We will find the solution of the dispersion equation (4) inside frequency interval in which the effective permeability \(\mu _{2}(f)<0.\) It should be noted that there are only the solutions for the dispersion equation for TE-polarization in this frequency interval but not for TM-polarization. There is a dependence on wavelength versus frequency for this wave mode in the Fig. 1. In the Fig. 2 we present the results of calculations of the normalised by speed of light both phase and group velocities versus wave frequency. As we can see, this wave is forward because the directions of the phase velocity and the group velocity coincide. The phase velocity decrease monotonically from c to 0.3c with increasing frequency. In similar manner the group velocity change from 0.35c to 0.05c in the frequency band under consideration. As demonstrated in Fig. 3, the ratio of the penetration depths \(L_{j}=1/\kappa _{j}\) into the mu-negative medium and into vacuum are depending on the frequency differently. The values of these two penetration depths are very close at final frequencies \(f\le 4.7\) GHz of the considered interval, so that \(\mu _{2}(f)\le -1.\)
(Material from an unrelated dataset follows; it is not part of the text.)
PR #2586, opened 2020-10-12
Seedlet: Define colorline functions in the theme

scruffian:
This moves the colorline functions into the theme, so that we don't have to use the library, which isn't on Atomic sites.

With decreasing frequency, the penetration depth into the mu-negative medium slightly varies from 0.1 to 0.5 cm, but the penetration depth into vacuum increases up to 10 cm. The amplitudes of wave fields have accordingly similar dependencies versus distance from the boundary at high frequencies ( \(f\le 4.7\) GHz).

Fig. 1

The wavelength versus wave frequency for TE surface mode

Fig. 2

The normalised phase and group velocities versus wave frequency

Fig. 3

The wave fields penetration depth into the mu-negative medium and into vacuum versus wave frequency

Fig. 4

The distribution of the amplitude of transverse electric wave field \(E_{y}\) in vacuum \((x<0)\) and metamaterial \((x>0)\) at the 4.672 GHz

Fig. 5

The distribution of the amplitude of transverse electric wave field \(E_{y}\) in vacuum \((x<0)\) and metamaterial \((x>0)\) at the 4.126 GHz

This gives rise symmetric (with respect to the boundary) distribution of the amplitude of wave fields in the metamaterial and in vacuum (for the wave frequency 4.672 GHz see Fig. 4). But at lower frequency (4.126 GHz) distribution of the amplitude of wave fields is highly asymmetric: in vacuum the wave amplitude decreases weakly with distance from the boundary (Fig. 5). This variability will allow you to apply this wave mode in different situations, depending on the goal.

3 Conclusions

In this paper, we have found that the interface between mu-negative media and vacuum (or air) can sustain the surface electromagnetic waves. This eigenmode has TE-polarisation, the phase and group velocities that are unidirectional with absolute values less then speed of light. The robust features of this wave mode inspire its practical usage. Possible applications of this mode are wide: control of the movement of charged particles, signal processing and transmission, surface diagnostics, and many others.